Professor Servais said: “This study represents a decisive step towards ensuring that every child born with SMA in the UK has the opportunity to be diagnosed and treated before irreversible damage occurs.
“We now have therapies that can fundamentally change the trajectory of this disease if we can identify affected infants early.
“Our goal is to provide the evidence needed to support the introduction of SMA into routine newborn screening nationwide, ensuring equitable access for all families.”
The project will take place across seven NHS newborn screening laboratories, covering approximately two-thirds of births in England.
It will be introduced in a phased way, allowing researchers to compare outcomes between screened and unscreened babies.
Final results from the study are expected in 2031.
Giles Lomax, chief executive of the charity SMA UK, said: “For families affected by SMA, time is everything.
“A diagnosis through newborn screening can mean the difference between a life limited by severe disability and one with far greater independence and opportunity.

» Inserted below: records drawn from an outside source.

PR #1498, opened 2021-11-07
server: add API endpoints for source, snapshot, batch deletion

zyradyl:
as per our slack discussions, i just set up the endpoints and added some base logic. i probably could have made it a bit simpler for step 1 but it got away from me a bit, haha.

tested everything with `curl` on a server started with `--insecure --without-password` and had the expected results

let me know what you think 😄

### DIFF
--- a/internal/server/api_snapshots.go
+++ b/internal/server/api_snapshots.go
@@ -2,10 +2,15 @@ package server
 
 import (
 	"context"
+	"encoding/json"
 	"net/http"
 	"net/url"
 
+	"github.com/gorilla/mux"
+	"github.com/pkg/errors"
+
 	"github.com/kopia/kopia/internal/serverapi"
+	"github.com/kopia/kopia/repo/manifest"
 	"github.com/kopia/kopia/snapshot"
 	"github.com/kopia/kopia/snapshot/policy"
 )
@@ -78,4 +83,46 @@ func convertSnapshotManifest(m *snapshot.Manifest) *serverapi.Snapshot {
 	}
 
 	return e
+}
+
+func (s *Server) handleSnapshotDelete(ctx context.Context, r *http.Request, body []byte) (interface{}, *apiError) {
+	mid := mux.Vars(r)["snapshotID"]
+	rep := s.rep
+
+	// logic here should eventually be similar to that in commandSnapshotDelete run
+	// for now just assume the oid is a manifest ID and handle simple not found errors
+	_, err := snapshot.LoadSnapshot(ctx, rep, manifest.ID(mid))
+	if err != nil {
+		log(ctx).Errorf("error loading snapshot %v", mid)
+		return nil, requestError(serverapi.ErrorNotFound, "snapshot ID not found")
+	}
+
+	log(ctx).Debugw("would delete snapshot with id", "id", mid)
+
+	return nil, internalServerError(errors.Errorf("deletion not implemented"))
+}
+
+func (s *Server) handleSnapshotDeleteBatch(ctx context.Context, r *http.Request, body []byte) (interface{}, *apiError) {
+	var req serverapi.BatchSnapshotDeleteRequest
+
+	rep := s.rep
+
+	if err := json.Unmarshal(body, &req); err != nil {
+		return nil, requestError(serverapi.ErrorMalformedRequest, "malformed request body")
+	}
+
+	if len(req.SnapshotManifestIds) == 0 {
+		return nil, requestError(serverapi.ErrorMalformedRequest, "missing list of snapshots")
+	}
+
+	// make sure all manifest ids are valid
+	for _, id := range req.SnapshotManifestIds {
+		_, err := snapshot.LoadSnapshot(ctx, rep, manifest.ID(id))
+		if err != nil {
+			log(ctx).Errorf("error loading snapshot %v", id)
+			return nil, requestError(serverapi.ErrorMalformedRequest, "invalid manifest id in snapshotManifestIds")
+		}
+	}
+
+	return nil, internalServerError(errors.Errorf("deletion not implemented"))
 }
--- a/internal/serverapi/serverapi.go
+++ b/internal/serverapi/serverapi.go
@@ -147,6 +147,11 @@ type CreateSnapshotSourceResponse struct {
 	SnapshotStarted bool `json:"snapshotted"` // whether snapshotting has been started
 }
 
+// BatchSnapshotDeleteRequest contains a list of snapshot IDs to be deleted.
+type BatchSnapshotDeleteRequest struct {
+	SnapshotManifestIds []string `json:"snapshotManifestIDs"`
+}
+
 // Snapshot describes single snapshot entry.
 type Snapshot struct {
 	ID               manifest.ID          `json:"id"`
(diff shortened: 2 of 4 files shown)


internal/serverapi/serverapi.go
```diff
@@ -147,6 +147,31 @@ type CreateSnapshotSourceResponse struct {
 	SnapshotStarted bool `json:"snapshotted"` // whether snapshotting has been started
 }
 
+// DeletionResponseSingle contains response of attempted deletion of either snapshot or source.
+type DeletionResponseSingle struct {
+	Type    string `json:"type"`    // did we attempt to delete a snapshot or a source
+	Deleted bool   `json:"deleted"` // whether the object was deleted
+	Error   string `json:"error"`   // any errors
```
jkowalski, line 154: errors are not normally returned inside the response but instead are serialized in ErrorResponse.

internal/serverapi/serverapi.go
```diff
@@ -147,6 +147,31 @@ type CreateSnapshotSourceResponse struct {
...
+type DeletionResponseBatch struct {
+	Items []*DeletionStatus `json:"items"` // status of each item we attempted to delete
+}
+
+// DeletionStatus is used to return information about each item that had deletion attempted.
+type DeletionStatus struct {
+	Type    string `json:"type"`    // was the item we attempted to delete a source or a snapshot
+	ID      string `json:"content"` // ID for the item, this would be a path for a source or a manifest ID for a snapshot
+	Deleted bool   `json:"deleted"` // was the item deleted
+	Error   string `json:"error"`   // any errors
```
jkowalski, line 167: same thing there.

internal/serverapi/serverapi.go
```diff
@@ -147,6 +147,31 @@ type CreateSnapshotSourceResponse struct {
...
+}
+
+// DeletionResponseBatch contains response of attempted batch deletion.
+type DeletionResponseBatch struct {
+	Items []*DeletionStatus `json:"items"` // status of each item we attempted to delete
+}
+
+// DeletionStatus is used to return information about each item that had deletion attempted.
+type DeletionStatus struct {
```
jkowalski, line 163: do we need this response at all? Empty seems like it may suffice

internal/serverapi/serverapi.go
```diff
@@ -147,6 +147,31 @@ type CreateSnapshotSourceResponse struct {
...
+	Type    string `json:"type"`    // was the item we attempted to delete a source or a snapshot
+	ID      string `json:"content"` // ID for the item, this would be a path for a source or a manifest ID for a snapshot
+	Deleted bool   `json:"deleted"` // was the item deleted
+	Error   string `json:"error"`   // any errors
+}
+
+// BatchSnapshotDeleteRequest contains a list of snapshot IDs to be deleted.
+type BatchSnapshotDeleteRequest struct {
+	Snapshots []string `json:"snapshots"`
```
jkowalski, line 172: Can we rename this to `snapshotManifestIds` ? The notion of snapshot ID is slightly ambiguous.

internal/serverapi/serverapi.go
jkowalski: Also, do we need this response at all? `Empty` may be sufficient.

internal/serverapi/serverapi.go
```diff
@@ -147,6 +147,31 @@ type CreateSnapshotSourceResponse struct {
...
+// DeletionResponseSingle contains response of attempted deletion of either snapshot or source.
+type DeletionResponseSingle struct {
+	Type    string `json:"type"`    // did we attempt to delete a snapshot or a source
+	Deleted bool   `json:"deleted"` // whether the object was deleted
+	Error   string `json:"error"`   // any errors
+}
+
+// DeletionResponseBatch contains response of attempted batch deletion.
+type DeletionResponseBatch struct {
+	Items []*DeletionStatus `json:"items"` // status of each item we attempted to delete
```
jkowalski, line 159: do we anticipate this failing in any non-trivial ways (we don't really have locks on snapshots so this will either always succeed or always fail)? Thus I would say we may not need this response type either (at least for now)?

internal/server/api_sources.go
```diff
@@ -127,3 +129,31 @@ func (s *Server) handleSourcesCreate(ctx context.Context, r *http.Request, body
...
+	}
+
+	// logic here should be similar to commandSnapshotDelete snapshotDeleteSources
+	// for now just output the path that would be deleted
+	log(ctx).Debugw("would delete source with path", "path", sourceInfo.Path)
+
+	resp := serverapi.DeletionResponseSingle{
+		Type:    "source",
+		Deleted: false,
+		Error:   "deletion not yet fully implemented",
```
jkowalski, line 155: How about `return nil, errors.Errorf("deletion not implemented")` ?

internal/server/api_sources.go
```diff
@@ -127,3 +129,31 @@ func (s *Server) handleSourcesCreate(ctx context.Context, r *http.Request, body
 
 	return resp, nil
 }
+
+func (s *Server) handleSourcesDelete(ctx context.Context, r *http.Request, body []byte) (interface{}, *apiError) {
+	b64path := mux.Vars(r)["sourcePath"]
+
+	path, err := base64.URLEncoding.DecodeString(b64path)
```
jkowalski, line 136: is there a reason for base64? wouldn't uri encode be sufficient?

internal/server/api_snapshots.go
```diff
@@ -79,3 +84,86 @@ func convertSnapshotManifest(m *snapshot.Manifest) *serverapi.Snapshot {
...
+		Items: []*serverapi.DeletionStatus{},
+	}
+
+	for _, idstr := range req.Snapshots {
+		item := &serverapi.DeletionStatus{
+			Type: "snapshot",
+			ID:   idstr,
+		}
+
+		id, err := object.ParseID(idstr)
```
jkowalski, line 140: I think deletion is relatively simple, we may be better off not introducing per-item responses

if you parse all IDs early on and fail on any errors, you can simply return `Empty` on success.

internal/server/api_snapshots.go
```diff
@@ -79,3 +84,86 @@ func convertSnapshotManifest(m *snapshot.Manifest) *serverapi.Snapshot {
 
 	return e
 }
+
+func (s *Server) handleSnapshotDelete(ctx context.Context, r *http.Request, body []byte) (interface{}, *apiError) {
+	oidstr := mux.Vars(r)["snapshotID"]
+	rep := s.rep
+
+	oid, err := object.ParseID(oidstr)
```
jkowalski, line 92: this is actually not correct - you're parsing the object ID then casting to manifest.ID, we should always treat those as manifest IDs (which don't require any parsing).

jkowalski: BTW. I see what you're trying to do - have fuzzy notion of "object ID", but this is an API and I think we should be precise and always require manifest IDs - the only caller will be the UI and they will already have the manifest ID ready.

jkowalski (changes requested):
we may be unnecessarily making the API too much CLI-like where it tries to guess user intention - I would recommend making it stricter, fail harder, only support manifest IDs on input and not return per-item responses (which are a pain to deal with, anyway).

internal/serverapi/serverapi.go
zyradyl: yep, have made the change.

internal/server/api_sources.go
zyradyl: uri encode seems to cause the server to attempt to parse the string as part of the path, and respond accordingly, which can generate either no response (leading `/`) or a 404 not found error.

jkowalski: as discussed on slack, can we switch to passing user/host/path as query string parameters and not URL path, just like `/sources/cancel`, `/sources/upload` and few others.

jkowalski:
Closing, this was implemented in #1730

“This study brings us closer to a future where no child misses that critical window for treatment, and where screening is available to every newborn across the UK.”
Nelson revealed her daughters’ diagnosis in January and said it meant they are unlikely to be able to walk or regain their neck strength.
She has since been campaigning for SMA to be added to post-birth baby checks and launched a petition that has amassed more than 100,000 signatures.
Nelson met Health Secretary Wes Streeting and visited 10 Downing Street as part of her campaigning.